1972 Pearson 39 Sail Boat For Sale - www.yachtworld.com

I'm considering putting an offer in on this boat. It will be my first big sailboat (I currently own a Luger Leeward 16', which is a whole different animal)

I'm open to all thoughts/opinions.

The obvious questions are difficult to answer, since this is my first large boat. How am I going to use it? Not sure, but I'm drawn by the allure of spending a few days at sea to then hop islands while living on the boat. Will I actually get to that point? I hope so, but anyone with a crystal ball could say for sure.

One of the comments my broker made about this Pearson is that if it doesn't work out for me, I can probably sell it in a year or so without losing much money. Sounds too good to be true.


----------



## eherlihy (Jan 2, 2007)

It looks like an estate sale.... Is everything pictured included?

Look to verify that the decks are sound. and GET A SURVEY!

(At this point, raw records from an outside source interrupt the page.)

PR #2084, opened 2024-11-14
Implement and test vertical mass borrowing limiters

### LINKED ISSUE #2083: Implement purely vertical water-borrowing limiter operators
The implementation we want is described in Appendix B, [here](https://gmd.copernicus.org/articles/11/1971/2018/gmd-11-1971-2018.pdf).

charleskawczynski:
This is a work in progress. This PR implements vertical mass borrowing limiters.

Closes #2083.

Todo:
 - [ ] How should `qmin` be computed?
 - [ ] Is `pdel` the correct interpretation?
 - [ ] Add meaningful tests
 - [ ] Add GPU implementation


charleskawczynski:
This does seem to work in that it removes negative tracer values, and seems to preserve mass (both of which are unit-tested cc @tapios):

On a single column:

```julia
    @test 0 ≤ minimum(q)
    @test isapprox(sum(q), sum_q_init; atol = 0.00000000001)
    @test isapprox(sum(q), sum_q_init; rtol = 0.01)
```

On a full cubed sphere:
```julia
    @test 0 ≤ minimum(q)
    @test isapprox(sum(q), sum_q_init; atol = 0.013)
    @test isapprox(sum(q), sum_q_init; rtol = 0.01)
```

I think `rtol = 0.01` should be sufficient on a sphere, right?

But, the transport/wavespeed doesn't look great:

Screenshot 2024-11-19 at 7 51 47 PM

I guess that's a bit orthogonal, though?

src/Limiters/vertical_mass_borrowing_limiter.jl
```diff
@@ -0,0 +1,119 @@
+import .DataLayouts as DL
+
+"""
+    VerticalMassBorrowingLimiter(f::Fields.Field, q_min)
+
+A vertical-only mass borrowing limier.
```
tapios, line 6:
```suggestion
A vertical-only mass borrowing limiter.
```

src/Limiters/vertical_mass_borrowing_limiter.jl
```diff
@@ -0,0 +1,119 @@
...
+
+The mass borrower borrows tracer mass from an adjacent layer.
```
tapios, line 8:
```suggestion
The mass borrower borrows tracer mass from an adjacent, lower layer.
```

src/Limiters/vertical_mass_borrowing_limiter.jl
```diff
@@ -0,0 +1,119 @@
...
+It conserves the mass and can avoid negative tracers.
```
tapios, line 9:
```suggestion
It conserves the total tracer mass and can avoid negative tracers.
```

charleskawczynski:
pdel is a hydrostatic approximation of rho*dz, so we need to update this.

Also, the mass conservation test at the end should be rho*q instead.

tapios (changes requested):
Mass integral from rho dz, rather than dp

charleskawczynski:
And let's visualize how this looks on the sphere.

src/Limiters/vertical_mass_borrowing_limiter.jl
```diff
@@ -0,0 +1,133 @@
...
+    @. ic = 0
+    @. bmass = 0
+    q_vals = Fields.field_values(q)
+    # top to bottom
+    for f in 1:DataLayouts.ncomponents(q_vals)
+        for v in 1:nlevels
+            CI = CartesianIndex(1, 1, f, v, 1)
+            # new mass in the current layer
+            ρΔz_v =
+                DL.getindex_field(Δz_vals, CI) * DL.getindex_field(ρ_vals, CI)
```
charleskawczynski, line 95:
```suggestion
                DL.getindex_field(ΔV_vals, CI) * DL.getindex_field(ρ_vals, CI)
```
where `ΔV_vals = WJ` `W` has horizontal terms + has an additional `/2` on boundaries, so instead use `ΔV_vals = J`. (thanks, @dennisYatunin!).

That Perkins (980 hours in 27 years? - 'Cha - right...), and the fuel lines give me pause...


----------



## deniseO30 (Nov 27, 2006)

Uh.... gotta hate or love the vintage interior. no in between feeling on that!
I seem to rmember something about the 39-40 pearsons having delamination and soft deck problems. but I'n not an expert on pearsons. 1972 for 39K? seems way high. jus saying


----------



## BillMoran (Oct 1, 2016)

eherlihy said:


> It looks like an estate sale.... Is everything pictured included?
> 
> Look to verify that the decks are sound. and GET A SURVEY!
> 
> That Perkins (980 hours in 27 years? - 'Cha - right...), and the fuel lines give me pause...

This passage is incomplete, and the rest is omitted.